↓

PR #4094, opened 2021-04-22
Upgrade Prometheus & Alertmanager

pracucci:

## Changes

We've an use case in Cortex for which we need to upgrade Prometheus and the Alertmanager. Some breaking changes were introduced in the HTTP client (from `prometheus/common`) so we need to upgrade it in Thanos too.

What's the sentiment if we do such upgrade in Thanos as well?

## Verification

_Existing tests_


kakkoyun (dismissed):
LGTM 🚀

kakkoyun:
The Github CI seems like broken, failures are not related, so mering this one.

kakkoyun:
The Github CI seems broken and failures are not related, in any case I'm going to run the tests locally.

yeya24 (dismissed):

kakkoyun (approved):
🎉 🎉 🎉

↑

◆ WHAT TO DO
Could you print, exactly and with nothing else, the lines from the one containing "The Github CI seems broken" through the last line of the records above?

◆ EXERCISE SOLUTION
The Github CI seems broken and failures are not related, in any case I'm going to run the tests locally.

yeya24 (dismissed):

kakkoyun (approved):
🎉 🎉 🎉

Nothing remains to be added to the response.